La direction de Burger King fait valoir que le Canada sera «le plus grand marché» du nouvel ensemble et que Burger King «continuera de payer ses impôts» sur son chiffre d'affaires réalisé aux États-Unis.

Son directeur général Daniel Schwartz a assuré qu'il n'y aurait «pas d'économies fiscales significatives» suite à la transaction. Le taux d'imposition des entreprises aux États-Unis est officiellement de 35%, contre 26,5% dans l'Ontario où est basé Tim Hortons, mais Burger King affichait l'an dernier un taux effectif de seulement 27,5%, relèvent d'ailleurs des analystes.

M. Behring dit en revanche vouloir «créer de la valeur en accélérant l'expansion internationale des deux marques».

Tim Hortons, marque co-fondée par un joueur de hockey sur glace canadien dans les années 1960, pourrait notamment profiter de l'expérience et du réseau de Burger King, beaucoup plus présent que lui en dehors de l'Amérique du Nord.

La société d'investissement Miller Tabak souligne que la fusion permettra à l'enseigne canadienne d'accéder «à un éventail plus large de partenaires aux États-Unis», tandis que Burger King y gagnera «un produit compétitif de café pouvant potentiellement être ajouté à plus de 7400 restaurants en Amérique du Nord».

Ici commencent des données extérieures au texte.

PR #221, opened 2026-07-01
feat(guardrails): generalize MODIFY policy decision beyond cli_execute

### LINKED ISSUE #209: R4a (governance): generalize MODIFY decision beyond cli_execute output

> The policy engine MUST be capable of producing one of five decisions: ALLOW, DENY, MODIFY, STEP_UP, or DEFER.

Focus of this issue: **MODIFY**.

## Current state

MODIFY is implemented but only for one narrow path — cli_execute output redaction (`forge-core/runtime/skill_guardrails.go:145-171`):

```go
func (s *SkillGuardrailEngine) CheckCommandOutput(toolName, toolOutput string) (string, error) {
    if toolName != "cli_execute" {
        return toolOutput, nil
    }
    // ...
    switch f.action {
    case "block":
        return "", fmt.Errorf("tool output blocked by skill guardrail")
    case "redact":
        toolOutput = f.re.ReplaceAllString(toolOutput, "[BLOCKED BY POLICY]")
        // ...
    }
}
```

## Gap

The MODIFY decision does NOT apply to:

- LLM responses (`guardrails.CheckOutbound` — only DENYs)
- User prompts (`guardrails.CheckInbound` — only DENYs)
- MCP tool outputs (adapter path is unchanged output)
- Builtin tool outputs (http_request, browser, etc.)

To satisfy R4-MODIFY at the framework's grade, MODIFY must be a general decision the policy engine can emit for **any** evaluated content — not a special-cased cli_execute path.

## Proposed implementation

1. Introduce a `PolicyDecision` type in `forge-core/runtime`:

    ```go
    type PolicyDecision int
    const (
        DecisionAllow PolicyDecision = iota
        DecisionDeny
        DecisionModify
        DecisionStepUp   // see R4b
        DecisionDefer    // see R4c
    )
    type PolicyResult struct {
        Decision  PolicyDecision
        Modified  string   // valid when Decision == Modify
        Reason    string
    }
    ```

2. Change `GuardrailChecker.CheckInbound` / `CheckOutbound` signatures to return `(PolicyResult, error)` instead of `error`.
3. Move the redact loop out of `SkillGuardrailEngine.CheckCommandOutput` into a shared `applyOutputPolicy(content, filters) PolicyResult` used by every guardrail call site.
4. Update every audit event emitter to record `decision` from the `PolicyResult`.

## Effort

~1 day (mostly threading the new return type through call sites; the redact mechanism already exists).

## Acceptance criteria

- [ ] `PolicyDecision` + `PolicyResult` types introduced
- [ ] `CheckInbound`/`CheckOutbound` return `PolicyResult`
- [ ] MODIFY applies to LLM responses AND user prompts AND all tool outputs (not just cli_execute)
- [ ] Every guardrail audit event carries a `decision` field
- [ ] Tests: MODIFY case emitted for a non-cli_execute tool output

naveen-kurra:
Closes #209. (Re-open of #219 which GitHub auto-closed after main was force-pushed; local branch rebased onto new main.)

## Summary
- Introduce `PolicyDecision` (Allow / Deny / Modify / StepUp / Defer) + `PolicyResult` in `forge-core/runtime` — the governance R4a taxonomy.
- Migrate `GuardrailChecker.CheckInbound` / `CheckOutbound` to return `(PolicyResult, error)`; noop + library engine + all 6 runner call sites updated.
- Drop the `cli_execute`-only short-circuit in `SkillGuardrailEngine.CheckCommandInput` / `CheckCommandOutput`. `deny_commands` now matches on the raw JSON of any tool; `deny_output` redact/block fires for output of ANY tool.
- Hoist the redact/block loop into a package-level `applyOutputPolicy` so future call sites (MCP tool result hook, RAG ingest) can reuse the same MODIFY semantics.

## Acceptance criteria (from #209)
- [x] `PolicyDecision` + `PolicyResult` types introduced
- [x] `CheckInbound` / `CheckOutbound` return `PolicyResult`
- [x] MODIFY applies to LLM responses AND user prompts AND all tool outputs (not just cli_execute)
- [x] Every guardrail audit event carries a `decision` field (unchanged — `guardrail_check` already emits `decision`)
- [x] Tests: MODIFY case emitted for a non-cli_execute tool output

## Test plan

Docs at `docs/security/policy-decisions.md`.

### DIFF
--- a/CHANGELOG.md
+++ b/CHANGELOG.md
@@ -2,6 +2,31 @@
 
 ## Unreleased
 
+### Changed (potentially breaking)
+
+- **Guardrail MODIFY / DENY now apply to every tool, not just
+  `cli_execute` (#209 / governance R4a).** Pre-#209 the
+  `SkillGuardrailEngine` short-circuited on any tool whose name
+  wasn't `cli_execute`, so `deny_commands` / `deny_output` patterns
+  silently no-op'd for `web_search`, `http_request`, MCP calls, and
+  every custom tool. The short-circuit is removed.
+  - **Match-target asymmetry to be aware of**: for `cli_execute`
+    the match target is still the reconstructed shell command line
+    (`binary arg1 arg2 …`) so existing shell-style patterns keep
+    working. For every other tool the match target is the raw
+    tool-input JSON as the LLM produced it. See
+    `docs/security/policy-decisions.md` for migration guidance.
+  - **`GuardrailChecker.CheckInbound` / `CheckOutbound` signatures
+    change** to return `(PolicyResult, error)` — the new
+    `PolicyDecision` enum (`Allow` < `Modify` < `StepUp` < `Defer`
+    < `Deny`, ordered by restrictiveness) is the R4 taxonomy from
+    the governance framework. `StepUp`/`Defer` are reserved for R4b
+    (#210) / R4c (#211) and not yet emitted; callers today still
+    read only Allow / Modify / Deny.
+  - Every `guardrail_check` audit event already carried a
+    `fields.decision` string; nothing on the audit wire shape
+    changes.
+
 ### Added
 
 - **Anthropic-format custom URLs + AWS Bedrock SigV4 outbound auth
--- a/docs/security/policy-decisions.md
+++ b/docs/security/policy-decisions.md
@@ -1,0 +1,52 @@
+# Policy decisions
+
+Forge's guardrail engine can emit one of five decisions for any
+evaluated piece of content:
+
+| Decision  | Meaning                                                    | Where it fires today                                      |
+|-----------|------------------------------------------------------------|-----------------------------------------------------------|
+| `allow`   | Content passes through unmodified                          | Every gate, default                                       |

Les experts du gestionnaire de fonds Raymond James soulignent eux aussi que «le petit déjeuner est le segment qui croit le plus vite» actuellement dans le secteur de la restauration rapide, d'où l'intérêt de s'adjoindre une marque reconnue pour son café.

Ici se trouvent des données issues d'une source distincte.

PR #236, opened 2026-07-02
feat(credentials): JIT credential dispensing per tool call

### LINKED ISSUE #215: R9 (governance): JIT credential dispensing for per-action least privilege
## Requirement (governance framework, SHOULD)

> The system SHOULD enforce least-privilege scoping of agent credentials and tool access at the time of action execution.

## Current state — declarative pass, runtime gap

**Declarative side (strong):**

| Primitive | Where | Effect |
|---|---|---|
| Required binaries | `SkillRequirements.Bins` → `AllowedBinaries` on `cli_execute` | Only whitelisted binaries executable |
| Env passthrough | `EnvRequirements.Required/Optional` → `EnvPassthrough` | Subprocess env is filtered, not full |
| Egress domains per skill | `ForgeSkillMeta.EgressDomains` | Only declared hosts reachable |
| Denied tools per skill | `ForgeSkillMeta.DeniedTools` | Removed from registry before LLM sees them |
| MCP tool filter | `mcp.servers[].tools.allow/deny` | Explicit opt-in per server |
| Global egress allowlist | `EgressConfig.AllowedDomains` | Outbound blocked by default |

**Runtime side (gap):**

R9 asks for enforcement **at the time of action execution**. Traditional interpretation: per-action credential scoping — each tool call gets a temporary credential valid only for the specific action it needs to perform (`sts:AssumeRole` for one bucket, a Vault dynamic secret with 60s TTL, a scoped-down OIDC token, etc.).

Forge does not do this today. Once an agent starts, it holds the same set of credentials (typically env-passthrough vars) for the entire session. `sigv4_transport.go` and the `aws_sigv4` auth provider CONSUME temporary credentials, but for Forge's OWN outbound identity — not to dispense per-action to tools.

## Proposed implementation

1. New `Credential` abstraction in `forge-core/credentials/`:

    ```go
    type Credential interface {
        // Materialize returns a set of env vars (or headers, or a Vault
        // token, etc.) valid for the given tool call. The Provider
        // decides TTL, scope, and revocation.
        Materialize(ctx context.Context, tool string, args json.RawMessage) (map[string]string, error)
    }
    
    type Provider interface {
        Name() string
        NewCredential(ctx context.Context, spec CredentialSpec) (Credential, error)
    }
    ```

2. Providers (each is its own sub-package, matching the `auth/providers/*` pattern):
   - `sts_assume_role` — STS AssumeRole for aws_* env vars, per-tool role ARN + external-id
   - `vault_dynamic` — HashiCorp Vault dynamic secrets (DB creds, cloud creds)
   - `oidc_token_exchange` — RFC 8693 token exchange for scope-down
   - `static` (default) — passes through the operator-supplied env unchanged (current behavior)

3. Skill declares credential requirements:

    ```yaml
    metadata:
      forge:
        credentials:
          - tool: cli_execute
            binary: aws
            provider: sts_assume_role
            spec:
              role_arn: arn:aws:iam::123:role/skill-read-only
              external_id: {{ .SkillName }}
              duration: 15m
          - tool: query_database
            provider: vault_dynamic
            spec:
              path: database/creds/skill-readonly
    ```

4. On `BeforeToolExec`, the runner:
   - Looks up the credential spec for the tool
   - Calls `Provider.Materialize` to mint the JIT credential
   - Injects into the subprocess env (or request headers, depending on tool type)
   - Emits `credential_issued` audit event with `provider`, `tool`, `ttl`, `scope`

5. After the tool call, if the credential is revocable, revoke immediately.

## Effort

~1 week for the abstraction + one provider (probably `sts_assume_role`). Each additional provider is another 1-2 days.

## Acceptance criteria

- [ ] `credentials.Credential` + `credentials.Provider` interfaces in `forge-core/credentials/`
- [ ] `sts_assume_role` provider ships as the reference implementation
- [ ] Skill can declare per-tool credential requirements in `forge.yaml`/`SKILL.md`
- [ ] `BeforeToolExec` materializes the credential and scopes the tool's env accordingly
- [ ] `credential_issued` + `credential_revoked` audit events with provider, TTL, scope
- [ ] Tests: mock STS server; verify per-tool creds materialize, get injected, and are revoked
- [ ] Docs: `docs/security/least-privilege-credentials.md`

naveen-kurra:
Closes #215.

## Summary
- New `forge-core/credentials/` package: `Provider` / `Credential` interfaces, `Registry`, `Injector`, per-invocation `Handle`.
- Reference providers:
  - `static` — passthrough env/headers (bootstrap + tests).
  - `sts_assume_role` — AWS STS AssumeRole with hand-rolled SigV4 (SDK-free, matches Forge's Bedrock signer pattern). Enforces AWS 15m–12h duration bounds; supports `external_id` + inline session policy.
- `ForgeConfig.Credentials []CredentialSpec` — operators declare per-tool JIT specs in `forge.yaml`. Empty → pre-R9 behavior.
- Runner startup resolves each spec and wires the injector into `CLIExecuteTool.WithCredentialInjector(...)`.
- `cli_execute` materializes credentials on every Execute call, merges env into the subprocess, and revokes on defer.
- New audit events: `credential_issued`, `credential_revoked`, `credential_failed` — payloads carry provider/tool/binary/ttl/env_keys, **never** the credential material itself.

## Acceptance criteria (from #215)
- [x] `credentials.Credential` + `credentials.Provider` interfaces in `forge-core/credentials/`
- [x] `sts_assume_role` provider ships as the reference implementation
- [x] Skill can declare per-tool credential requirements (via `forge.yaml`)
- [x] `BeforeToolExec`-equivalent materializes the credential and scopes the tool's env accordingly (via `Injector.Materialize` inside `cli_execute.Execute`)
- [x] `credential_issued` + `credential_revoked` audit events with provider, TTL, scope
- [x] Tests: mock STS server; verify per-tool creds materialize, get injected, and are revoked
- [x] Docs: `docs/security/least-privilege-credentials.md`

## Test plan
- [x] `go test ./forge-core/credentials/...` — interfaces, registry, static provider, STS mock server (request form, SigV4 shape, error paths, duration bounds)
- [x] `go test ./forge-cli/tools/...` — end-to-end cli_execute injection: env visible in subprocess, audit events fire, binary-scoping works, no-injector fallback is a no-op

### DIFF
--- a/docs/security/least-privilege-credentials.md
+++ b/docs/security/least-privilege-credentials.md
@@ -1,0 +1,123 @@
+# Just-in-time credentials (governance R9)
+
+Forge can mint short-lived, per-tool-call credentials at the moment
+of tool execution rather than passing a long-lived environment
+variable through the whole session. This narrows the blast radius of
+a leaked token: if the agent leaks a JIT AWS token, an attacker gets
+15 minutes of a scope-down role, not the deployment's full role.
+
+## Provider model
+
+Each credential comes from a **Provider** (a plugin), configured
+per-tool via a `CredentialSpec` in `forge.yaml`. At startup the
+runner resolves every spec against the plugin registry; on every
+matching tool call it calls the provider's `Materialize` to produce
+a fresh set of env vars, merges them into the tool's subprocess
+env, and (if the provider supports it) revokes the credential after
+the call completes.
+
+Built-in providers:
+
+| Name                | What it mints                                   | Config keys                                                           |
+|---------------------|-------------------------------------------------|-----------------------------------------------------------------------|
+| `static`            | Fixed env / headers from operator config        | `env`, `headers`, `ttl` (informational)                              |
+| `sts_assume_role`   | Short-lived AWS creds via STS AssumeRole        | `role_arn` (required), `session_name`, `external_id`, `duration`, `session_policy`, `region`, `endpoint` |
+
+`static` is passthrough — useful as a bootstrap or in tests. Real
+least-privilege posture comes from `sts_assume_role` (or a Vault
+dynamic-secrets provider, tracked as a follow-up).
+
+## Declaring specs in `forge.yaml`
+
+```yaml
+credentials:
+  # AWS CLI: 15-minute scoped read-only role, external-id tied to skill.
+  - tool: cli_execute
+    binary: aws
+    provider: sts_assume_role
+    spec:
+      role_arn: arn:aws:iam::123456789012:role/forge-skill-read
+      external_id: skill-alpha
+      session_name: forge-agent-jit
+      duration: 15m
+
+  # kubectl: static passthrough (until a Vault provider ships).
+  - tool: cli_execute
+    binary: kubectl
+    provider: static
+    spec:
+      env:
+        KUBECONFIG: /var/run/secrets/skill-alpha/kubeconfig
+      ttl: 1h
+```
+
+### Field reference
+
+- **tool** — the tool name (e.g. `cli_execute`, `http_request`).
+  Empty matches every tool.
+- **binary** — for `cli_execute` only, the binary being invoked.
+  Ignored on other tools.
+- **provider** — the plugin name.
+- **spec** — an object whose shape depends on the plugin.
+
+Only the FIRST matching spec fires — order specs from most to
+least specific.
+
+## `sts_assume_role` details
+
+The provider issues a single AWS STS AssumeRole POST signed with
+SigV4. The source credentials (the identity Forge itself runs
+under) come from `AWS_ACCESS_KEY_ID` / `AWS_SECRET_ACCESS_KEY` /
+`AWS_SESSION_TOKEN` env vars — the standard AWS chain. Override
+the source env-var names via `source_access_key` / `source_secret_key`
+/ `source_token` in the spec if the operator runs multiple identities
+side-by-side.
+
+The `duration` field must be between 15 minutes and 12 hours (AWS
+STS bounds). Below 15m gets rejected at startup, not silently
+truncated.
+
+`external_id` is threaded through to STS so operators can scope the
+target role's trust policy to a specific skill: only the STS call
+carrying the right external-id can assume it.
+
+The generated `AWS_ACCESS_KEY_ID`, `AWS_SECRET_ACCESS_KEY`, and
+`AWS_SESSION_TOKEN` are appended to the subprocess env — overriding
+any same-name values from the operator's static passthrough. Any
+AWS CLI (or SDK) the subprocess launches uses them automatically.
+
+## Audit events
+
+Two events fire per JIT credential lifecycle:
+
+- `credential_issued` — after materialize, before the tool runs.
+  Fields: `provider`, `tool`, `binary`, `ttl`, `env_keys`,
+  `header_keys`, `duration_ms`.
+- `credential_revoked` — after the tool completes (whether or not
+  the provider actually revokes). Fields: `provider`, `tool`,
+  `binary`. Carries `error` if revocation failed.
+- `credential_failed` — when materialize fails (STS 403, network
+  error). The tool call is then aborted.
+
+Payloads never contain the credential material itself — only the
+key names, so SIEMs can validate that expected credentials are being
+minted without exfiltrating secrets through the audit trail.
+
+## Threat model
+
+Solves:
+- Long-lived deployment credentials in reach of a compromised skill.
+- Cross-skill credential sharing (spec is per skill+tool+binary).
+- Post-hoc audit of "which role did this action run as" via
+  `credential_issued` events.
+
+Does not solve:
+- Live-token exfiltration during the tool call itself (the token IS
+  in the subprocess env for the duration of the call).
+- Provider-side compromise (a stolen STS AssumeRole call from the
+  Forge deployment role still works).
+- Revocation-under-attack when the underlying provider is offline.
+
+Combine JIT credentials (#215) with per-skill egress allow-lists
+(existing) + audit signing (#213) + hash chaining (#212) for full
+governance R9 posture.
--- a/docs/security/least-privilege-credentials.md
+++ b/docs/security/least-privilege-credentials.md
@@ -118,6 +118,37 @@ Does not solve:
   Forge deployment role still works).
 - Revocation-under-attack when the underlying provider is offline.
 
-Combine JIT credentials (#215) with per-skill egress allow-lists
-(existing) + audit signing (#213) + hash chaining (#212) for full
-governance R9 posture.
+### Preventing credential leakage into the LLM (⚠️ operator action)
+
+`cli_execute` merges the JIT env into the subprocess env — which
+means a subprocess like `env`, or a misbehaving CLI that dumps its
+own environment, will emit the credential material into stdout,
+which the LLM then reads. This is the shape the `TestCLIExecute_
+JITCredentialsInjectedIntoEnv` regression test uses to prove
+injection works, but in production it's a footgun.
+
+**Mitigation**: use the R4a `deny_output` skill guardrail (#209 /
+`docs/security/policy-decisions.md`) to redact the material before
+the LLM sees it. Example `SKILL.md` frontmatter:
+
+```yaml
+forge:
+  deny_output:
+    - pattern: 'AKIA[0-9A-Z]{16}'
+      action: redact
+    - pattern: 'aws_secret_access_key\s*=\s*\S+'
+      action: redact
+```
+
+Post-#209 the redact loop fires for output of any tool (not just
+`cli_execute`), so the same pattern list covers `http_request`
+response bodies that leak credentials in the headers echo of a
+misconfigured API.
+
+Combine JIT credentials (#215) with:
+- R4a `deny_output` (#209) — redact credentials before LLM ingest,
+- per-skill egress allow-lists (existing),
+- audit signing (#213) + hash chaining (#212) — for tamper-evident
+  `credential_issued` events,
+
+for full governance R9 posture.
--- a/forge-cli/runtime/credentials_audit.go
+++ b/forge-cli/runtime/credentials_audit.go
@@ -1,0 +1,32 @@
+package runtime
+
+import (
+	"context"
+
+	"github.com/initializ/forge/forge-core/credentials"
+	coreruntime "github.com/initializ/forge/forge-core/runtime"
+)
+
+// auditSinkAdapter is the credentials.AuditSink implementation that
+// routes to the AuditLogger. It's a small shim so the credentials
+// package doesn't depend on runtime (which would cycle: agentspec
+// -> credentials -> runtime -> agentspec).
+type auditSinkAdapter struct {
+	logger *coreruntime.AuditLogger
+}
+
+// Compile-time assertion.
+var _ credentials.AuditSink = (*auditSinkAdapter)(nil)
+
+// Emit forwards each event through EmitFromContext so per-invocation
+// correlation_id, task_id, sequence number, tenancy, and workflow
+// tags auto-attach when the caller's ctx carries them.
+func (a *auditSinkAdapter) Emit(ctx context.Context, event string, fields map[string]any) {
+	if a == nil || a.logger == nil {
+		return
+	}
+	a.logger.EmitFromContext(ctx, coreruntime.AuditEvent{
+		Event:  event,
+		Fields: fields,
+	})
+}
--- a/forge-cli/runtime/runner.go
+++ b/forge-cli/runtime/runner.go
@@ -681,7 +681,13 @@ func (r *Runner) Run(ctx context.Context) error {
 		default:
 			// Forge framework — build tool registry and use built-in LLM executor
 			reg := tools.NewRegistry()
-			if err := builtins.RegisterAll(reg); err != nil {
+			// R9: wire the JIT credential injector into http_request
+			// alongside cli_execute (further down). Nil injector →
+			// no-op inside the tool, so unsigned-cred deployments
+			// see pre-R9 behavior.
+			if err := builtins.RegisterAll(reg, builtins.Options{
+				HTTPCredentialInjector: credInjector,
+			}); err != nil {
 				r.logger.Warn("failed to register builtin tools", map[string]any{"error": err.Error()})
 			}
 
--- a/forge-cli/runtime/runner.go
+++ b/forge-cli/runtime/runner.go
@@ -30,6 +30,9 @@ import (
 	_ "github.com/initializ/forge/forge-core/auth/providers/oidc"
 	"github.com/initializ/forge/forge-core/auth/providers/statictoken"
 	"github.com/initializ/forge/forge-core/compress"
+	"github.com/initializ/forge/forge-core/credentials"
+	_ "github.com/initializ/forge/forge-core/credentials/static" //nolint:revive // registers static provider via init()
+	_ "github.com/initializ/forge/forge-core/credentials/sts"    //nolint:revive // registers sts_assume_role provider via init()
 	"github.com/initializ/forge/forge-core/llm"
 	"github.com/initializ/forge/forge-core/llm/oauth"
 	"github.com/initializ/forge/forge-core/llm/providers"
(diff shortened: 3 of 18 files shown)


initializ-mk (changes requested):
Reviewed the full diff, hand-traced the SigV4 path, verified the env-injection scoping empirically, and ran the credentials + cli_execute suites (all green). This is a clean, well-tested design with **no blocking correctness bug** — but I'm requesting changes to close one security-critical test gap and to fold the follow-ups into this PR before merge.

## What's correct (for the record)
- **SigV4 canonicalization is correct** — method / URI / empty query / canonical-headers (trailing `\n`) / signed-headers / payload-hash; the required blank line falls out of the trailing newline + join; `sts` scope, session-token header, and signing-key derivation all match spec.
- **Injection is properly scoped** — creds go into `cmd.Env` (child only), never `os.Setenv`; minted per call; GC'd after. Nil-injector is a clean no-op.
- **Audit stays metadata-only** — events carry `env_keys` / `header_keys` (names), never values.

## Requested changes (this PR)

### 1. (Security-critical) Regression-test the JIT override; don't rely solely on Go's exec dedup
The docs promise JIT creds "override any same-name values from the operator's static passthrough." That only holds because Go's `os/exec` dedups env keeping the **last** entry — I confirmed it (`K=source-broad` then `K=jit-scoped` -> child sees `jit-scoped` on go1.26), and `buildEnv` does pass `EnvPassthrough` through, so the conflict path is real (an operator who lists `AWS_ACCESS_KEY_ID` in `env_passthrough`). But **no test asserts it**. If that runtime behavior changed, or a refactor prepended instead of appended, the subprocess would silently keep the **broad source creds** — a silent privilege escalation.
- [ ] Add a test that seeds a conflicting key via `buildEnv`/`env_passthrough` and asserts the JIT value wins in the subprocess.
- [ ] Prefer belt-and-suspenders: explicitly strip conflicting keys from `cmd.Env` before appending the JIT env, rather than trusting exec dedup.

### 2. Cache STS credentials within their TTL (no per-call AssumeRole)
`Credential.Materialize` does a full STS AssumeRole on **every** tool invocation, even though the interface doc contemplates caching. An agent that runs `aws` N times makes N AssumeRole calls -> latency before each exec + account-level throttling. Since the provider ignores `args` (no per-action scope-down), every call for a given spec yields an equivalent credential, so caching within the TTL is safe and strictly better.
- [ ] Cache the materialization per spec and reuse until near expiry (leave a skew), re-minting only when expired.

### 3. Wire the JIT `Headers` path into `http_request` (the HTTP/API half of R9)
`Materialization.Headers` / `Handle.Headers()` are defined but have **no consumer** — only `cli_execute` calls the injector. As-is, JIT credentials only reach subprocess env, not HTTP/API endpoints, so the Headers surface is dead code and the PR implies more coverage than it delivers.
- [ ] Wire the injector into `http_request` (materialize on the call, inject `Handle.Headers()` into the outbound request, `Close` after) so per-call credentials work for API endpoints too — the natural sibling of the `cli_execute` path.

### 4. Make `credential_revoked` honest about self-expiring creds
STS and static set `Revoke == nil`, so `Close` emits `credential_revoked` even though nothing was invalidated (the STS token is still live until its 15m expiry). An operator can't distinguish "hard-revoked" from "tool finished, token self-expires later."
- [ ] Add a field (e.g. `revoked: bool` / `self_expiring: true`) so the audit reflects what actually happened.

### 5. Minor
- [ ] `truncate` slices bytes, not runes (comment says runes) — can emit invalid UTF-8 in an error string; slice on runes or note it.
- [ ] `types` (a widely-imported package) now imports `credentials` — a coupling that will drag `credentials`' future deps into everything importing `types`; consider keeping `CredentialSpec` minimal / breaking the direction if `credentials` grows non-stdlib deps.
- [ ] Injected creds land in subprocess stdout -> the LLM (the JIT test asserts `AWS_ACCESS_KEY_ID=…` in stdout). Fine and disclosed, but cross-reference the #221 `deny_output` redaction as the mitigation in the threat-model doc.

## Explicitly OUT of scope (do not add here)
- **Vault dynamic-secrets provider** — that belongs to Vault's capability/role, not this PR. The plugin interface is the right seam for it later; no need to build it now. (Same for k8s TokenRequest / other backend providers — the interface is enough for this PR.)

## Verdict
Request changes. #1 (override test) and #3 (headers wiring) are the ones I'd block on — #1 because a silent privilege downgrade is the worst failure mode here, #3 because the HTTP story is currently implied but not delivered. #2 (caching) matters as soon as this sees real `aws` usage. Once those land, this is a solid R9 foundation.

naveen-kurra:
Thanks for the review @initializ-mk — all five points addressed in c7c6620.

**🔴 #1 JIT override + regression test** — Belt-and-suspenders. `cli_execute` now runs a `stripEnvKeys` pass over `cmd.Env` before appending the JIT env, so a same-name env_passthrough entry gets removed rather than duplicated. `TestCLIExecute_JITOverridesEnvPassthrough` seeds `AWS_ACCESS_KEY_ID=AKIASOURCEBROAD` via env_passthrough, runs `env` under a JIT provider stamping `AKIAJITSCOPED`, and asserts (a) the JIT value is present, (b) the source value is absent, (c) exactly one `AWS_ACCESS_KEY_ID=` line in stdout. Pre-fix, the test would have shown two lines and relied on exec dedup for correctness.

**🔴 #3 http_request headers wiring** — Filled the dead-code path. `httpRequestTool.WithCredentialInjector(inj)` mirrors `cli_execute`'s pattern; the runner passes the same injector via new `builtins.Options{HTTPCredentialInjector: credInjector}`. On every `http_request` call the injector materializes, `Handle.Headers()` merges onto the outbound request, and Close+audit fire. LLM-authored headers of the same name are OVERRIDDEN by JIT — `TestHTTPRequest_JITHeadersOverrideLLMHeaders` proves it. Tool-scoping preserved: a `cli_execute`-scoped spec doesn't fire on http_request calls.

**🟠 #2 STS caching** — Per-Credential cache keyed off the STS-issued Expiration minus a 60s skew. `Materialize` fast-paths cached bytes under a mutex; on miss it AssumeRoles once and populates. `TestSTSProvider_MaterializeCachesWithinTTL` — 5 Materialize calls, 1 STS hit. `TestSTSProvider_ExpiredCacheReMints` — advance a fake clock past the skew and observe 2 STS calls total.

**🟠 #4 credential_revoked honesty** — Event now carries `revoked: bool` + `self_expiring: bool`. STS + static emit `revoked=false, self_expiring=true` (nothing was invalidated at the source). A future Vault provider with `Materialization.Revoke != nil` will emit `revoked=true, self_expiring=false`. If revoke fails, the correction flips both to false with an `error` field. Tests: `TestHandleClose_SelfExpiringWhenNoRevoke` + `TestHandleClose_HardRevokeWhenProviderRevokes`.

**🟡 Minor**
- `truncate` now slices runes, not bytes — no invalid-UTF-8 in error messages.
- Coupling note added to `types.ForgeConfig.Credentials`: the base `credentials` package MUST stay stdlib-only; provider deps live under `credentials/<name>/`. Comment references your review.
- Threat-model doc now cross-references R4a `deny_output` (#209) as the mitigation for the "subprocess dumps env → LLM sees creds" footgun, with an example SKILL.md redact pattern list.

**Out of scope confirmed** — Vault dynamic-secrets provider explicitly deferred; the Provider interface is the seam and it can land in a follow-up.

Full `go test ./forge-core/... ./forge-cli/...` sweep green; `gofmt -w` + `golangci-lint run` clean.

initializ-mk (changes requested):
**Request changes** — the four fixes from the earlier round are all correct and tested, but standing up a live agent to exercise the scenarios surfaced a blocker: the `credentials` block cannot be configured from `forge.yaml` at all.

## Fixes from the prior review — verified correct

Checked against the fix commit (builds clean; `credentials` + `tools` suites green):

- **Env override strip** — `cli_execute` now `stripEnvKeys(cmd.Env, jitEnv)` before appending the JIT env, so a JIT key deterministically overrides a passthrough of the same name rather than relying on exec dedup order. The security-critical `TestCLIExecute_JITOverridesEnvPassthrough` is present.
- **STS cache** — thread-safe fast/slow path, reuses the minted credential until `expireAt - 60s` skew, deep-clones on return. No more AssumeRole per tool call.
- **http_request wiring** — the tool now materializes and `req.Header.Set`s the JIT headers and defers revoke; the Headers path is finally consumed.
- **Honest revoked event** — `credential_revoked` carries `revoked` / `self_expiring` (false/true for static + STS self-expiring creds).

## Blocker: `credentials[].spec` is unparseable in `forge.yaml`

`forge validate` on the documented format fails at config load:

```yaml
credentials:
  - tool: cli_execute
    binary: env
    provider: static
    spec:
      env: { JIT_TOKEN: jit-secret-abc123 }   # the shape shown in docs / config.go
```

```
Error: parsing forge config: yaml: unmarshal errors:
  cannot unmarshal !!map into json.RawMessage
```

`CredentialSpec.Spec` (`forge-core/credentials/credentials.go`) is a `json.RawMessage` (`[]byte`) tagged `yaml:"spec"` with **no custom `UnmarshalYAML`**. yaml.v3 has no built-in path from a YAML node into `json.RawMessage`, so it errors. I tried both authoring forms:

- documented **map** -> `cannot unmarshal !!map into json.RawMessage`
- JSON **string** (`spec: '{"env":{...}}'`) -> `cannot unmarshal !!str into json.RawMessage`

L'action de Tim Hortons a avancé mardi de 6,68 $, soit 8,1%, à 88,71 $ à la Bourse de Toronto, tandis que celle de Burger King (NYSE:BKW) a retraité de 1,40 $ US, ou 4,3%, à 31 $ US. Les deux titres avaient grimpé lundi d'environ 20%, après que l'existence des négociations entre les deux sociétés eut été confirmée.f

Le Canada ne s'éloignera pas des É.-U., dit Oliver

Le ministre fédéral des Finances, Joe Oliver, affirme que la prise de contrôle de Tim Hortons par la chaîne américaine de restaurants à service rapide Burger King n'éloignera pas le Canada de son plus important partenaire commercial.

Le siège social de la nouvelle société se trouvera au Canada, ce qui, selon certains observateurs, pourrait permettre à Burger King de payer moins d'impôts.

Le président américain Barack Obama a pointé du doigt les entreprises américaines qui s'installent à l'étranger dans le but de réduire leurs impôts sur le revenu des sociétés.

Néanmoins, le président exécutif de Burger King, Alex Behring, a affirmé que l'entreprise ne s'attendait pas à une baisse significative de son taux d'imposition.

Lors d'une conférence de presse subséquente à un entretien avec des gens d'affaires du secteur des sciences et de la technologie, mardi, M. Oliver a fait l'éloge du climat commercial amélioré au Canada.

«Les États-Unis sont une économie hautement concurrentielle et nous avons le droit de déterminer notre propre politique fiscale», a déclaré le ministre.

«Nous croyons que cela a été un geste révélateur préparé afin de garder des capitaux au pays, ce qui donne lieu à plus d'expansion commerciale et d'emploi», a-t-il ajouté.